また、オルゴール10においては、操作部42により、演奏機構部100による演奏テンポを変更する入力操作がされる。操作部42により、演奏テンポを変更する入力操作がされることにより、MIDIデータに含まれる基準の演奏テンポを、入力操作に応じたテンポに変更させる指示がされる。制御部60は、テンポ変更指示部として、操作部42を介して、演奏機構部100による演奏テンポを変更させる入力操作を受け付ける。操作部42が操作されることで、基準演奏テンポを基準として、遅くする、又は速くする演奏テンポを、所定の間隔で定めた目盛により複数段階に変更する入力操作を行えるようになっている。すなわち、制御部60は、操作部42から複数の目盛により複数の段階でテンポを設定するテンポ変更指示の入力を受け付ける。例えば、演奏テンポを速くするテンポ変更指示として、「+1」から「+10」までの目盛りにより10段階の設定が可能とされている。プラス方向に目盛りの数値が大きくなるほど、演奏テンポを速くする度合いが高いテンポ変更指示となる。本実施例においては、「+10」が前記所定範囲内の上限(演奏テンポを最も速くするテンポ変更指示)に対応する。例えば、演奏テンポを遅くするテンポ変更指示として、「−1」から「−20」までの目盛りにより20段階の設定が可能とされている。マイナス方向に目盛りの数値が大きくなるほど、演奏テンポを遅くする度合いが高いテンポ変更指示となる。本実施例においては、「−20」が前記所定範囲内の下限(演奏テンポを最も遅くするテンポ変更指示)に対応する。すなわち、テンポ変更可能な所定範囲内に関して、好適には、所定の基準(速度変更を行わない標準値)から前記所定範囲内の下限までの目盛数が、前記所定範囲内の上限までの目盛数より多いものである。

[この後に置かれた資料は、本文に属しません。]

PR #11872, opened 2016-08-24
Fix d2k grenadier sequences.

### LINKED ISSUE #11785: D2k grenadier's prone sequences are wrong.
They currently break-dance and then turn into holes in the ground when firing.

pchote:
Fixes #11785.

### DIFF
--- a/mods/d2k/rules/infantry.yaml
+++ b/mods/d2k/rules/infantry.yaml
@@ -189,7 +189,7 @@ grenadier:
 	AttackFrontal:
 	WithInfantryBody:
 		AttackSequence: throw
-		IdleSequences: idle
+		IdleSequences: idle, idle2
 	Explodes:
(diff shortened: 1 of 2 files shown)


obrakmann:
:+1:

reaperrr:
Am I right that this was a regression from the switch to original 1.06 assets, so it happened after last release and doesn't need a changelog entry?

pchote:
Best would be to add it as a second pr on the entry explaining the switch to the 1.06 assets.

reaperrr:
[changelog](https://github.com/OpenRA/OpenRA/wiki/Changelog-(bleed)/_compare/e4c7bd12e0feb5d7432c5a9cb9055aee3f91ea31...3220d57e9f0e9135a37d9308321ff09efb400996)

PR #11745, opened 2016-07-30
Fix cancellation of downloads.

RoosterDragon:
The Download class cancels asynchronously, which means callers must handle cancellation inside the completion event, and not after requesting cancellation.

Fixes #11739.

When a download is cancelled, the `Cancelled` flag is set, and `Error` contains an exception with a `RequestCanceled` Status. This means if you want to check for either cancellation or an error, simply checking for `Error != null` is sufficient. It also means if you want to handle cancellation differently from an error, you must handle cancellation first.

PR #11878, opened 2016-08-25
Allow download window to be closed on failed downloads.

### LINKED ISSUE #11843: 'Cancel' in Content download dialogue possibly broken
I noticed this on #11841, when trying to download the Firestorm assets (which failed due to lack of mirrors), only the 'Retry' button worked, the 'Cancel' button did nothing.

RoosterDragon:
Fixes #11843. Regression from #11745.

### DIFF
--- a/OpenRA.Mods.Common/Widgets/Logic/Installation/DownloadPackageLogic.cs
+++ b/OpenRA.Mods.Common/Widgets/Logic/Installation/DownloadPackageLogic.cs
@@ -113,6 +113,7 @@ namespace OpenRA.Mods.Common.Widgets.Logic
 				progressBar.Percentage = 100;
 				getStatusText = () => "Error: " + s;
 				retryButton.IsVisible = () => true;
+				cancelButton.OnClick = Ui.CloseWindow;
 			});
 
 			Action<AsyncCompletedEventArgs> onDownloadComplete = i =>


OpenRA.Mods.Common/Widgets/Logic/Installation/DownloadPackageLogic.cs
```diff
@@ -208,6 +208,7 @@ void ShowDownloadDialog()
 					if (i.Error != null)
 					{
 						onError(Download.FormatErrorMessage(i.Error));
+						cancelButton.OnClick = Ui.CloseWindow;
```
obrakmann: Hmm... .Wouldn't it make more sense to add this line to the error handler action instead (somewhere around line 115)? Alternatively, you'd have to add this same line before line 131.

RoosterDragon: You're right - will move it to the error handler.

RoosterDragon: Done.

obrakmann:
:+1:

pchote:
Fix confirmed, thanks :+1:

pchote:
https://github.com/OpenRA/OpenRA/wiki/Changelog-(bleed)/_compare/eb5c2b18d8c881b079cd1075f2b5bb4cd0bb1702

PR #11879, opened 2016-08-25
Fix issuing orders when releasing RMB after joystick-scrolling

### LINKED ISSUE #11849: (Bleed) Screen-grab scrolling (Standard) with Right Mouse Button executes orders when units are selected.
Happens every time RMB is released when scrolling.

#11148 #9399

obrakmann:
Fixes #11849.

Please test this properly, there may be regressions lurking here which I haven't found yet or am unable to find since my use of the controls is different from how other people use theirs. (I never ran into the original bug in the first place, for example.)

### DIFF
--- a/OpenRA.Mods.Common/Widgets/ViewportControllerWidget.cs
+++ b/OpenRA.Mods.Common/Widgets/ViewportControllerWidget.cs
@@ -215,7 +215,7 @@ namespace OpenRA.Mods.Common.Widgets
 
 			var blockedDirections = worldRenderer.Viewport.GetBlockedDirections();
 
-			if (IsJoystickScrolling)
+			if (IsJoystickScrolling || isStandardScrolling)
 			{
 				foreach (var dir in JoystickCursors)
 					if (blockedDirections.Includes(dir.Key))
--- a/OpenRA.Mods.Common/Widgets/ViewportControllerWidget.cs
+++ b/OpenRA.Mods.Common/Widgets/ViewportControllerWidget.cs
@@ -35,6 +35,7 @@ namespace OpenRA.Mods.Common.Widgets
 		public int EdgeCornerScrollThreshold = 35;
 
 		int2? joystickScrollStart, joystickScrollEnd;
+		bool isStandardScrolling;
 
 		static readonly Dictionary<ScrollDirection, string> ScrollCursors = new Dictionary<ScrollDirection, string>
 		{
@@ -287,9 +288,18 @@ namespace OpenRA.Mods.Common.Widgets
 			{
 				if (mi.Event == MouseInputEvent.Move)
 				{
+					isStandardScrolling = true;
 					var d = scrollType == MouseScrollType.Inverted ? -1 : 1;
 					worldRenderer.Viewport.Scroll((Viewport.LastMousePos - mi.Location) * d, false);
 					return true;
+				}
+				else if (mi.Event == MouseInputEvent.Up)
+				{
+					var wasStandardScrolling = isStandardScrolling;
+					isStandardScrolling = false;
+
+					if (wasStandardScrolling)
+						return true;
 				}
 			}
 
--- a/OpenRA.Mods.Common/Widgets/ViewportControllerWidget.cs
+++ b/OpenRA.Mods.Common/Widgets/ViewportControllerWidget.cs
@@ -305,7 +305,7 @@ namespace OpenRA.Mods.Common.Widgets
 
 				if (mi.Event == MouseInputEvent.Up)
 				{
-					var wasJoystickScrolling = IsJoystickScrolling;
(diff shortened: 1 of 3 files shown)


SoScared:
I was a bit unclear on #11849. I was originally referring to 'standard' RMB scrolling, not joystick.

Sininini:
This still fixes the potential polish issue that I described in  #11849 . Order cursor still appears but doesn't execute orders til RMB is released to exit scrolling mode.

obrakmann:
Ah, I see. Yeah, it's much worse with standard scrolling. Fixed as well now.

OpenRA.Mods.Common/Widgets/ViewportControllerWidget.cs
```diff
@@ -35,6 +35,7 @@ public class ViewportControllerWidget : Widget
 		public int EdgeCornerScrollThreshold = 35;
 
 		int2? joystickScrollStart, joystickScrollEnd;
+		bool isStandardScrolling;
```
pchote: It would be good if we could suppress the order cursor when this is true.  This should fix

> Order cursor still appears but doesn't execute orders til RMB is released to exit scrolling mode.

pchote:
Looks good otherwise :+1:

obrakmann:
Updated

Micr0Bit:
@obrakmann : just gave it a test ... it did already work before your update 
:+1:

Sininini:
This also fixes RMB joystick scrolling in map editor, but not RMB standard scrolling - entities still get deleted if you start dragging the map with cursor on top of them. Could you perhaps take a look at this too?

obrakmann:
The map editor issue is a different problem. It seems that the mouse input handler of the editor runs before the one from the viewport controller.

Micr0Bit:
i can confirm what @Sininini said

obrakmann:
OK, fixed that as well, hopefully without introducing regressions in the editor.

The cause for that bug was that the `HandleMouseInput` method of the `EditorViewPortController` ran before the one from the regular `ViewPortController`, thus intercepting the button press ([see here](https://github.com/OpenRA/OpenRA/blob/bleed/OpenRA.Game/Widgets/Widget.cs#L383)).

Switching the order of the two around in the editor's chrome yaml fixes that, but introduced another problem, namely that the tooltips stopped working. Switching the order meant that the `ViewPortController` laid "on top" of the `EditorViewPortController`, so the latter didn't receive the `MouseEntered` event anymore ([see here](https://github.com/OpenRA/OpenRA/blob/bleed/OpenRA.Game/Widgets/Widget.cs#L119-L120)). Setting the `IgnoreMouseOver` flag in the `ViewPortController` fixes this.

Sininini:
Thanks! Fixed in all editors now.

abcdefg30:
👍 / ✅

abcdefg30:
[Changelog](https://github.com/OpenRA/OpenRA/wiki/Changelog-(bleed)/_compare/224dc7644af57f2ec6d24e3e851e8fa139c71f6a...c03418c08207e57480b98cedbe7c1ba9f018729f)

obrakmann:
Although a bug fix, this does in practice lead to an awful game control experience. Many clicks just go unnoticed just because you moved your mouse slightly.

pchote:
The standard approach is to have a deadzone so that movements must be above a certain threshold to count.

pchote:
Has this introduced a regression that we need to fix?

Sininini:
Standard scrolling never had deadzone because it used to be on middle mouse button and that didn't do anything else. The issue wasn't noticed when ability to use RMB for scrolling was added because this bug was still there. Now that it's fixed the issue became noticeable. Standard scrolling needs a small deadzone now if used on RMB. 
Release blocker for sure, but shouldn't be too difficult to fix.

Joystick scrolling has no issues that I could notice.

pchote:
Joystick scrolling uses a deadzone, so it would be concerning if it did have issues!

OpenRA.Mods.Common/Widgets/ViewportControllerWidget.cs
```diff
@@ -305,7 +315,7 @@ public override bool HandleMouseInput(MouseInput mi)
 
 				if (mi.Event == MouseInputEvent.Up)
 				{
-					var wasJoystickScrolling = IsJoystickScrolling;
+					var wasJoystickScrolling = joystickScrollStart.HasValue && joystickScrollEnd.HasValue;
```
obrakmann: This is the obvious cause for the breakage for joystick-scrolling. I simply changed the code to ignore the deadzone. Reverting the change to this line *will* re-introduce the bug from #11849 for joystick-scrolling.

Sininini:
Re-introducing that joystick scrolling bug seems fine to me because I seriously doubt anyone would use it in the way required for it to trigger.

PR #698, opened 2025-04-18
[draft] Remove Spring annotations if they repeating in subclasses

arodionov:
### Checklist


timtebeek:
- blocked by https://github.com/openrewrite/rewrite/pull/5337

timtebeek:
As discussed we'll park this for now; no need to implement a partial solution when we're blocked on a full solution.

PR #705, opened 2025-05-05
Removing SpringExtension.class from  ExtendWith annotation

arodionov:
- added new tests and fix recipe behaviour

### DIFF
--- a/src/main/java/org/openrewrite/java/spring/boot2/UnnecessarySpringExtension.java
+++ b/src/main/java/org/openrewrite/java/spring/boot2/UnnecessarySpringExtension.java
@@ -19,6 +19,7 @@ import org.openrewrite.ExecutionContext;
 import org.openrewrite.Preconditions;
 import org.openrewrite.Recipe;
 import org.openrewrite.TreeVisitor;
+import org.openrewrite.java.AnnotationMatcher;
 import org.openrewrite.java.JavaIsoVisitor;
 import org.openrewrite.java.RemoveAnnotation;
 import org.openrewrite.java.search.FindAnnotations;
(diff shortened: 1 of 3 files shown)


src/main/java/org/openrewrite/java/spring/boot2/UnnecessarySpringExtension.java
```diff
@@ -92,13 +100,41 @@ public J.ClassDeclaration visitClassDeclaration(J.ClassDeclaration classDecl, Ex
...
+                        if (EXTEND_WITH_MATCHER.matches(annotation)) {
+
+                            Expression expression = annotation.getArguments().get(0);
+
+                            if (expression instanceof J.NewArray) {
+                                List<Expression> collected = ((J.NewArray) expression).getInitializer().stream()
+                                        .filter(e -> !isSpringExtension(e))
+                                        .collect(Collectors.toList());
+                                Expression newArgument = ((J.NewArray) expression).withInitializer(collected);
+                                J.Annotation newAnnotation = annotation.withArguments(Collections.singletonList(newArgument));
```
timtebeek, line 125: can we change this to use `ListUtils.map()`, with a mapper that uses `return null` where an element should be dropped?

arodionov: https://github.com/openrewrite/rewrite-spring/pull/705/commits/3c975cb63f2bc7c39ff8012a6acf4bd83be7903f

timtebeek (approved):
Thanks for the help! In reviewing I discovered that we can drop the explicit list of spring boot test annotations by looking for meta annotations instead. That simplifies things quite a bit. 

Also there was a bit of an odd handling of class body, and your addition to conditionally call `super.visitClassDeclaration` to jump into `visitAnnotation`, so figured clear all of that out as well to arrive at a single visit.

timtebeek:
Hmm; the failures we're now seeing are when we upgrade from an older Spring Boot version where those `SpringBootTest` annotations are not yet meta annotated, and the type information is not reflected when we upgrade to a newer Spring Boot version.

timtebeek (approved):

PR #708, opened 2025-05-12
Fixed the ClassCastException in MergeBootstrapYamlWithApplicationYaml recipe

Jenson3210:
## What's changed?
There was a ClassCastException in this recipe when running on platform against some spring projects. 

## What's your motivation?
The existing test was failing when I undo the disabling. Fixed the test, added some more tests + adapted the behaviour to correspond with the tests. 

### Checklist

### DIFF
--- a/src/main/java/org/openrewrite/java/spring/boot2/MergeBootstrapYamlWithApplicationYaml.java
+++ b/src/main/java/org/openrewrite/java/spring/boot2/MergeBootstrapYamlWithApplicationYaml.java
@@ -22,13 +22,14 @@ import org.openrewrite.internal.ListUtils;
 import org.openrewrite.java.spring.ExpandProperties;
 import org.openrewrite.yaml.CoalescePropertiesVisitor;
 import org.openrewrite.yaml.MergeYamlVisitor;
+import org.openrewrite.yaml.YamlParser;
 import org.openrewrite.yaml.search.FindProperty;
 import org.openrewrite.yaml.tree.Yaml;
 
 import java.nio.file.Path;
 import java.util.Collection;
 import java.util.Collections;
-import java.util.List;
+import java.util.Optional;
 import java.util.concurrent.atomic.AtomicBoolean;
 
 public class MergeBootstrapYamlWithApplicationYaml extends ScanningRecipe<MergeBootstrapYamlWithApplicationYaml.Accumulator> {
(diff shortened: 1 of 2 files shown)


src/main/java/org/openrewrite/java/spring/boot2/MergeBootstrapYamlWithApplicationYaml.java
```diff
@@ -58,12 +59,10 @@ public TreeVisitor<?, ExecutionContext> getScanner(Accumulator acc) {
                 }
                 SourceFile source = (SourceFile) tree;
                 Path sourcePath = source.getSourcePath();
-                if (acc.getBootstrapYaml() == null && source instanceof Yaml.Documents &&
-                        PathUtils.matchesGlob(sourcePath, "**/main/resources/bootstrap.yml")) {
-                    acc.setBootstrapYaml((Yaml.Documents) source);
-                } else if (acc.getApplicationYaml() == null &&
-                        PathUtils.matchesGlob(sourcePath, "**/main/resources/application.yml")) {
-                    acc.setApplicationYaml((Yaml.Documents) source);
+                if (acc.getBootstrapYaml() == null && PathUtils.matchesGlob(sourcePath, "**/main/resources/bootstrap.y?ml")) {
```
greg-at-moderne, line 62: Is `y?ml` glob supposed to match `yml`?

Jenson3210: Let me add a test for that... So that I don't do the same as the previous recipe: do it for one and not for the other

Jenson3210: changed to `*`

greg-at-moderne (approved):

timtebeek:
Did we look at the underlying issue why these yaml files now fail to parse and are turned into Quarks?
Could be good to run FindParseFailures on the same repositories and log findings as an issue.

Jenson3210:
> Did we look at the underlying issue why these yaml files now fail to parse and are turned into Quarks? Could be good to run FindParseFailures on the same repositories and log findings as an issue.

I tried doing this but there are no Quarks (`org.openrewrite.FindQuarks`) and FindParseFailures. 
I ran them against netflix and spring organization. 
According to both these recipes, no quarks are present in these organizations. However, the failure report reported only this one error.
Also no commits happened on this repo that I investigated the issue for, so decided to just write more tests and make sure that we do not try to handle a Quark in that recipe.

PR #711, opened 2025-05-16
`MigrateJobBuilderFactory` requires Spring Batch 5.1.+ specifically

timtebeek:
## What's changed?
Update TypeTable & JavaTemplate to match required version.

## What's your motivation?
When using 5.2.+ we see this failure, so then better to be explicit and match the `parserClasspath` entry.

I'd been curious to know if we see any other failures when updating the type table; this ought to flush out any such issues.

@bmuschko


src/main/java/org/openrewrite/java/spring/batch/MigrateJobBuilderFactory.java
```diff
@@ -64,7 +64,7 @@ public J visitMethodInvocation(J.MethodInvocation method, ExecutionContext ctx)
                             .builder("new JobBuilder(#{any(java.lang.String)}, jobRepository)")
                             .contextSensitive()
                             .javaParser(JavaParser.fromJavaVersion()
-                                    .classpathFromResources(ctx, "spring-batch-core-5.+"))
```
bmuschko, line 67: Can you explain, why the notation `spring-batch-core-5.+` does not match `spring-batch-core:5.1.+` in the `parserClasspath` definition? If the syntax doesn't cover other minor versions, I think upgrading to `spring-batch-core:5.2.+` or higher in the future (and not changing the implementation again) may become pretty brittle.

timtebeek: Oh it does match; but if we were to use 5.2 in parserClasspath this test breaks, so then I'd think it better to make it clear here that we need specifically 5.1 here.

bmuschko: OK. Sounds like we just forgot to update the type table when we upgraded the dependency version?

timtebeek: More the other way around: I should have changed the usage here when I pinned the `parserClasspath` entry in
- https://github.com/openrewrite/rewrite-spring/pull/676/files
- https://github.com/openrewrite/rewrite-spring/pull/676

timtebeek: With that context out of the way I think we're good to merge here; we're not changing anything to spring-batch usage just yet in the classpath.tsv.zip, just a refresh of unpinned dependencies, and making explicit the pinned version range here.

(操作部によってテンポ変更が指示された場合のモータ制御)
CPU62は、操作部42が操作されることにより、基準の演奏テンポに対してテンポ変更をさせる指示がされると、操作部42の操作された目盛により設定された段階を、RAM64に記憶する。一方、フラッシュメモリ66には、後述するテンポ変更テーブルが記憶されている。テンポ変更テーブルには、後述のように、操作部42の操作により設定された段階に応じた変更比率が定められている。CPU62は、操作部42が操作されることにより、テンポ変更をさせる指示を受け付けると、テンポ変更テーブル定められた変更比率に従って、操作部42の操作により設定された段階に応じて変更する演奏テンポを決定する。CPU62は、モータ32の回転速度を、速度制御テーブルに従って、決定された変更する演奏テンポに応じた回転速度に変更することにより、モータ32により駆動される第1軸12及び第2軸26の回転速度を変更する。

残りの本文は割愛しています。